The facts are stark. Irish patients wait on average from 644 days to 694 days. Some data actual shows it is up to 1,000 days between European Medicines Agency, EMA, authorisation and HSE reimbursement for new oncology drugs. Only one quarter of EMA-approved cancer medicines since 2020 are available here, which is the lowest rate in western Europe. Every four-week delay in starting cancer treatment increases mortality rates by around 10%. We are building delays into a system that is, sadly, costing lives.

Other countries have acted. They run structured early access schemes that give patients highly governed, time-limited access to breakthrough drugs while price and health technology assessment, HTA, processes continue. Ireland has no such national pathway. Access is ad hoc and clinician by clinician. The system has inequity in it by design.

The programme for Government promises quicker access to innovative medicines. The time has come when we must commit to creating an early access pilot programme for innovative oncology medicines, with a budget line in the 2026 Estimates, clear eligibility criteria, a parallel HTA process and real-world data collection to improve value for money. It is not a blank cheque. It is targeted. It is an evidence-based bridge that stops your treatment options being defined by your ability to pay.

The same two-tier reality is playing out in prevention of disease. Let us take adult vaccination. People in their 50s and 60 today who want a shingles vaccine must pay privately. It costs almost €480 for a two-dose course. People who cannot afford it have to go without. The irony is that this vaccination is among the most cost-effective interventions in healthcare. International studies show that shingles vaccinations prevent thousands of cases of severe disease and long-term nerve pain at cost-effective levels, well within accepted thresholds.

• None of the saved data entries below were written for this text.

PR #740, opened 2021-03-30
wallet: add random coin selection

joostjager:
This PR adds a new coin selection strategy based on random picks.

### DIFF
--- a/wallet/createtx.go
+++ b/wallet/createtx.go
@@ -7,6 +7,7 @@ package wallet
 
 import (
 	"fmt"
+	"math/rand"
 	"sort"
 
 	"github.com/btcsuite/btcd/btcec"
@@ -29,10 +30,6 @@ func (s byAmount) Less(i, j int) bool { return s[i].Amount < s[j].Amount }
 func (s byAmount) Swap(i, j int)      { s[i], s[j] = s[j], s[i] }
 
 func makeInputSource(eligible []wtxmgr.Credit) txauthor.InputSource {
-	// Pick largest outputs first.  This is only done for compatibility with
-	// previous tx creation code, not because it's a good idea.
-	sort.Sort(sort.Reverse(byAmount(eligible)))
-
 	// Current inputs and their total value.  These are closed over by the
 	// returned input source and reused across multiple calls.
 	currentTotal := btcutil.Amount(0)
@@ -110,7 +107,8 @@ func (s secretSource) GetScript(addr btcutil.Address) ([]byte, error) {
 // the database. A tx created with this set to true will intentionally have no
 // input scripts added and SHOULD NOT be broadcasted.
 func (w *Wallet) txToOutputs(outputs []*wire.TxOut, keyScope *waddrmgr.KeyScope,
-	account uint32, minconf int32, feeSatPerKb btcutil.Amount, dryRun bool) (
+	account uint32, minconf int32, feeSatPerKb btcutil.Amount,
+	coinSelectionStrategy CoinSelectionStrategy, dryRun bool) (
 	tx *txauthor.AuthoredTx, err error) {
 
 	chainClient, err := w.requireChainClient()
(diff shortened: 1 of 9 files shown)


wpaulino (approved):

wpaulino:
> wallet/wallet.go:138:2: U1000: field `coinSelectionStrategy` is unused (unused)
	coinSelectionStrategy CoinSelectionStrategy

Linter isn't happy.

> No output has been received in the last 10m0s, this potentially indicates a stalled build or something wrong with the build itself.
Check the details on how to adjust your build configuration on: https://docs.travis-ci.com/user/common-build-problems/#build-times-out-because-no-output-was-received

Ran the tests locally and they all passed. Looks like we'll need to increase our travis build timeout.

joostjager:
Removed unused field `coinSelectionStrategy`

wpaulino:
cc @Roasbeef

Roasbeef:
Weird error, restarting the build: 
```
No output has been received in the last 10m0s, this potentially indicates a stalled build or something wrong with the build itself.
Check the details on how to adjust your build configuration on: https://docs.travis-ci.com/user/common-build-problems/#build-times-out-because-no-output-was-received
```

joostjager:
@Roasbeef on master, one of the package test times is close to 10 mins:

`ok  	github.com/btcsuite/btcwallet/wallet	575.716s`

Roasbeef:
Ah interesting, ran it locally and it took a bit of time as well. Perhaps the cache was cleared causing Travis to need to re-run it from scratch.

wallet/createtx.go
```diff
@@ -286,11 +287,30 @@ func (w *Wallet) findEligibleOutputs(dbtx walletdb.ReadTx,
 		if addrAcct != account {
 			continue
 		}
+
+		// Skip inputs that do not raise the total transaction output
```
Roasbeef, line 302: I don't think we should have this type of logic at this layer, instead it should be up to the caller to decide if these inputs should be skipped or not. As implemented, this may lead to a change in behavior resulting in outputs that would've been spent as normal, now requiring manual code to fetch and sign for in order to sweep.

Roasbeef (changes requested):

wallet/createtx.go
joostjager: Moved filtering for positively yielding inputs to the caller `Wallet.txToOutputs`. But not completely sure if this is what you meant though. Do you mean a change in behavior for future other users of `findEligibleOutputs`?

Roasbeef: I mean that there're classes of transactions the _existing_ code would produce, that this no longer will by default (since it enforces only positive yield inputs being added). As a result, people wouldn't be able to use the normal "sweep all" behavior to clear _all_ UTXOs independent of the net cost/yield (they just want to pay down their UTXO debt and aren't sensitive to the cost. 

By "this layer" I meant that imo this should be up to the caller if this should be done or not. Every once in a while when fees dip low, I have people reach out to make to figure out how to clear out all their fragmented UTXOs. With this change (to only every include inputs with positive yield), they'd have to write a custom script using the sub-servers to sweep things.

joostjager: Ah, got it. Updated branch to keep the old behavior unchanged.

It is unclear to me though why users would want to spend money to clear out fragmented utxos.

danielalexiuc: The main reason at the moment is that the current 'largest' coin selection strategy produces an ever-increasing UTXO count of dust like transactions... when you end up with a massive number of UTXOs it's hard to get a feel for how much of it is unspendable, how much to consolidate when blockchain fees are low, and how bad of a problem this really is. So it's good to be able to reset the UTXO count back to 1, even if some UTXOs are wasted in the process.

I guess this use-case will go away once we can use the 'random' strategy though... or hopefully an even better strategy in the future? Ideally I'd lilke to target an overall UTXO count range, and the strategy would do the most intelligent thing possible to keep it near that.

joostjager:
Added variable copy to please linter. There was no actual problem with the code.

Now build times out again at 10m.

Roasbeef:
@joostjager can you rebase it on top of master? We've extended the race condition timeout there which seemed to work for the last PR that landed.

joostjager:
@Roasbeef rebased, but that wasn't enough. Travis times out after not receiving output for a seemingly hard-coded duration of 10 minutes. The wallet test produces no output for longer than that on CI:

`ok  	github.com/btcsuite/btcwallet/wallet	615.442s`

Fixed it by adding `travis_wait`. An alternative fix could be to run the tests in verbose mode.

guggero:
https://github.com/btcsuite/btcwallet/pull/749 has increased the timeout to 20 minutes, which seems to be okay for master. Are you sure it doesn't work without `travis_wait`?

joostjager:
@guggero I am sure it doesn't work. This is the failed build without `travis_wait` and a go test timeout of 20m: https://travis-ci.org/github/btcsuite/btcwallet/builds/771638340?utm_source=github_status&utm_medium=notification

In #749, the total test duration may have exceeded 10m, but the wallet test stayed below:
`ok  	github.com/btcsuite/btcwallet/wallet	581.318s`

Roasbeef (approved):
LGTM 🦧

Broader analysis suggests adult immunisation programmes return up to €19 in benefit for every €1 spent. There are savings in hospitalisations, productivity and long-term care.

We are creating a two-tier system, at the end of life and in the prevention of disease. For those who can pay out of pocket, they are protected. For those who cannot, they are absolutely exposed. It is neither fair nor financially sensible.

We have to commit to establishing the area access pilot programme for innovative oncology medicine as soon as possible. We also need to look at the principle of equity and to apply it to adult vaccinations, starting with shingles, by negotiating fair prices and including it in the public immunisation schedule. Cancer does not care whether you are public or private. Shingles does not care whether you can pay €480 to the pharmacy or not, and the State certainly should not care either. Healthcare should be based on need and not on your pocket.

10:20 am

Photo of Alan DillonAlan Dillon (Mayo, Fine Gael)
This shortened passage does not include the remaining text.